#### TO DO
What lines in the records below contain the string "should"? Copy every one.

#### RECORDS SUPPLIED
PR #5066, opened 2020-02-24
(WSR 8) <Input/> - remove magnifyingGlass prop

EgoziE:
`<Input/>`

- Props:
  - removed `magnifyingGlass`

- Testkit:
  - removed `hasMagnifyingGlass`
  - removed `clickMagnifyingGlass`


src/Input/InputSuffix.js
```diff
@@ -103,22 +97,6 @@ const InputSuffix = ({
       ),
       isVisible: suffixRules.inputHelpSuffix({ help, disabled }),
     },
-    {
-      component: () => (
-        <div
-          className={styles.magnifyingGlass}
```
simast: let's clean up styles as well

src/Input/Input.js
```diff
@@ -57,11 +57,6 @@ class Input extends Component {
   };
 
   logDeprecations(props) {
-    if (props.magnifyingGlass) {
-      deprecationLog(
-        `Input's magnifyingGlass prop is deprecated and will be removed in the next major release, please use suffix property with '<Input suffix={<Input.Affix><Search /></Input.Affix>}/>' instead`,
```
simast: just an observation that if you try this in playground:

```jsx
<Input suffix={<Input.Affix><Icons.Search /></Input.Affix>}/>
```
the icon will not be blue by default as with old behaviour. Not sure if this is an issue?

EgoziE: This deprecation is in favour of `<Search/>` component.
Adding a magnifyingGlass to input is discouraged by UX (I asked Ayelet)

EgoziE: I'll update the migration guide

PR #5074, opened 2020-02-24
(WSR 8) - <Popover/> & <InputWithOptions/> remove prop disableClickOutsideWhenClosed

EgoziE:
- Props:
  - removed `disableClickOutsideWhenClosed`, this functionality is now permanent


src/InputWithOptions/InputWithOptions.spec.js
```diff
@@ -421,18 +421,6 @@ describe('InputWithOptions', () => {
       expect(await dropdownLayoutDriver.isShown()).toBe(false);
     });
 
-    it('should trigger callback function on clicking outside', async () => {
-      const handleClickOutside = jest.fn();
```
simast: I would maybe move this spy and `onClickOutside={handleClickOutside}` to the test above (`should hide options on outside click`). And expand this test with assertions so we still cover `onClickOutside` prop with unit tests for InputWithOptions component.

EgoziE: I added a test 👍

PR #5077, opened 2020-02-25
(WSR 8) <Tag/> - remove wrap prop

EgoziE:
- Props:
  - removed `wrap` - text is now wrapped by default


MIGRATION.md
```diff
@@ -69,6 +69,11 @@ Removed `<Input.Units/>` use `<Input.Affix>` instead.
   - changed `error` to `status='error'`
   - changed `errorMessage` to `statusMessage`
 
+#### `<Tag/>`
+
+- Props:
+  - removed `wrap` - text is now wrapped by default
```
simast: I think the default is using `ellipsis ` - so it is not wrapped (but cut with an ellipsis)

EgoziE: fixed comment

PR #5082, opened 2020-02-25
Change ActionButton.link type to string

splintor:
According to [the docs](https://wix-style-react.now.sh/?path=/story/components-api-components--notification), `link` is a `string`, not a `boolean` (as it is passed to `href`).


simast:
Thanks, could you update our TS type tests as well?

https://github.com/wix/wix-style-react/blob/95f0bafa109dcf8c264e0094739877d98ea8fa49/test/types/Notification.tsx#L24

#### REPLY
-    it('should trigger callback function on clicking outside', async () => {
simast: I would maybe move this spy and `onClickOutside={handleClickOutside}` to the test above (`should hide options on outside click`). And expand this test with assertions so we still cover `onClickOutside` prop with unit tests for InputWithOptions component.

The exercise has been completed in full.